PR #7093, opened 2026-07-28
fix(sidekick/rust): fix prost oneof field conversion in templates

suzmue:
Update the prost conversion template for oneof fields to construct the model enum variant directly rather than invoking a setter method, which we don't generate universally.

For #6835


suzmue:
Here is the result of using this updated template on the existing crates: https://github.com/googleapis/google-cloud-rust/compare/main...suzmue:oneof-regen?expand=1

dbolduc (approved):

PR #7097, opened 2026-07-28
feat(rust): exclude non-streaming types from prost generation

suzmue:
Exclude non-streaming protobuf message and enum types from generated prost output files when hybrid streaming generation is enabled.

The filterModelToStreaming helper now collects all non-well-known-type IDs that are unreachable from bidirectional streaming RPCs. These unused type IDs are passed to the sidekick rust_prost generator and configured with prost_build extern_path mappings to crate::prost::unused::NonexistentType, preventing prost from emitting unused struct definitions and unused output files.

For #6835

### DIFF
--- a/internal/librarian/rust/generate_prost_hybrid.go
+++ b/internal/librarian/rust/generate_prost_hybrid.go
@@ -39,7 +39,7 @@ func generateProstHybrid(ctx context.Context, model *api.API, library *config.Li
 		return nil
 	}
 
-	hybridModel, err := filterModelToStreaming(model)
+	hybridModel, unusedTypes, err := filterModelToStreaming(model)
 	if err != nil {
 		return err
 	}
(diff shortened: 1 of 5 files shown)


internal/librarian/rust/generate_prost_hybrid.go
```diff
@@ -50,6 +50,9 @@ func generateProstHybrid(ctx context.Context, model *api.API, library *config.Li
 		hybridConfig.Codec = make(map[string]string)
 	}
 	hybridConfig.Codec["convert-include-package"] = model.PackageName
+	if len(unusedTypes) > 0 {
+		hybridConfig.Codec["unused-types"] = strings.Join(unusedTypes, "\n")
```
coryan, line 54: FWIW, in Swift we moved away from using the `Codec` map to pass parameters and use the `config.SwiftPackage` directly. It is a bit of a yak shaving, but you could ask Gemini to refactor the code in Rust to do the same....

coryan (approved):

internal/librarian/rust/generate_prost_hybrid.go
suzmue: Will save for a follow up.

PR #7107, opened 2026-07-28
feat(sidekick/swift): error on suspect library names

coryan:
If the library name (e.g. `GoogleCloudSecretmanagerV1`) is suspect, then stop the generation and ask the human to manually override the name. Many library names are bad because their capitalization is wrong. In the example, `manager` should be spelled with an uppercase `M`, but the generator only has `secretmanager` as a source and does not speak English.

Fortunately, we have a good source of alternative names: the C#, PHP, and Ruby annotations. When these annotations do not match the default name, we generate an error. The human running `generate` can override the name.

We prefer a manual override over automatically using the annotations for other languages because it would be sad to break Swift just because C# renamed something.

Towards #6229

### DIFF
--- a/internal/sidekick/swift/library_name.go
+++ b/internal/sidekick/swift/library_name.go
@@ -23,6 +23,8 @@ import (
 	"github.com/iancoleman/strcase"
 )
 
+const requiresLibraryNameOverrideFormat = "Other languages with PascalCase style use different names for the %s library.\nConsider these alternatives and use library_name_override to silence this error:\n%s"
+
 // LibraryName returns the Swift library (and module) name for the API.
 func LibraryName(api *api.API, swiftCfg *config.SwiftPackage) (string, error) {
*****
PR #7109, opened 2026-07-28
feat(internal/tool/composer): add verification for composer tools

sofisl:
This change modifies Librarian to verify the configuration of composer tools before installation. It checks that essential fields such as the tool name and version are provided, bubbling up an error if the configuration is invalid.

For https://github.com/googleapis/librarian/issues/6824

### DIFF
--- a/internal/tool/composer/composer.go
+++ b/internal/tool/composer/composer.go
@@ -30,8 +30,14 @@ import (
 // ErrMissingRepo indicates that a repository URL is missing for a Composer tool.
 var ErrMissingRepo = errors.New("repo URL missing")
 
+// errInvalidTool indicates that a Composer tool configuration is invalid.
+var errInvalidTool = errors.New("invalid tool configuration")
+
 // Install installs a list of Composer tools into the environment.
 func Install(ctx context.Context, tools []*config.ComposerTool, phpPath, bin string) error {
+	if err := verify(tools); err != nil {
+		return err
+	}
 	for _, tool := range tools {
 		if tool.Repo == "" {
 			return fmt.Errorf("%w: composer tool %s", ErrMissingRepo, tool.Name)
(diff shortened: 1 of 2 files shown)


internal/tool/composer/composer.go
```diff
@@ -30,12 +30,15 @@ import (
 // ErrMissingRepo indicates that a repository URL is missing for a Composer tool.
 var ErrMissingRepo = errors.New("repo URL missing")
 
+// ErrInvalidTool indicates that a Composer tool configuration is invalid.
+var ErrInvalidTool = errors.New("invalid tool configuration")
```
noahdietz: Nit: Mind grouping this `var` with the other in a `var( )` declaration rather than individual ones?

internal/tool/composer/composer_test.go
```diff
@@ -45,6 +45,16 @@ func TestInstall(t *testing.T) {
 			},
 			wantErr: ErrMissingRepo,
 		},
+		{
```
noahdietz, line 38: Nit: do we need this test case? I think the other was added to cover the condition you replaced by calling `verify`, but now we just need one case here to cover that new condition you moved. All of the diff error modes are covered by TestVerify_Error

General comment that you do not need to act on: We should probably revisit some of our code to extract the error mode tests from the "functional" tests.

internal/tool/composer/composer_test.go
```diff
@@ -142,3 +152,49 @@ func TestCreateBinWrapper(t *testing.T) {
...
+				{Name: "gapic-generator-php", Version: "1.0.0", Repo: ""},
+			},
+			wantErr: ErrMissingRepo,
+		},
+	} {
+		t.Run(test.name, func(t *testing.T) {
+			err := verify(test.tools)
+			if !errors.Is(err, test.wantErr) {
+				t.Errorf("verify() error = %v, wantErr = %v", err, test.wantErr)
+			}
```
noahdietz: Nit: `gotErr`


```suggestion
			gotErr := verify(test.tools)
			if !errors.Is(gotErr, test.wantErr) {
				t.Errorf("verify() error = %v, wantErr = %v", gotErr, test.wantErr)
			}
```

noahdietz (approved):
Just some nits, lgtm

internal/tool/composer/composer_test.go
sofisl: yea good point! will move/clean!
*****
EXERCISE OBJECTIVE ▸ After locating the line with "-30,8 +30,14 @@" in the material above, return it and each line after it exactly, ending at the line with "into the environment.".

ANSWER SECTION ▸
@@ -30,8 +30,14 @@ import (
 // ErrMissingRepo indicates that a repository URL is missing for a Composer tool.
 var ErrMissingRepo = errors.New("repo URL missing")
 
+// errInvalidTool indicates that a Composer tool configuration is invalid.
+var errInvalidTool = errors.New("invalid tool configuration")
+
 // Install installs a list of Composer tools into the environment.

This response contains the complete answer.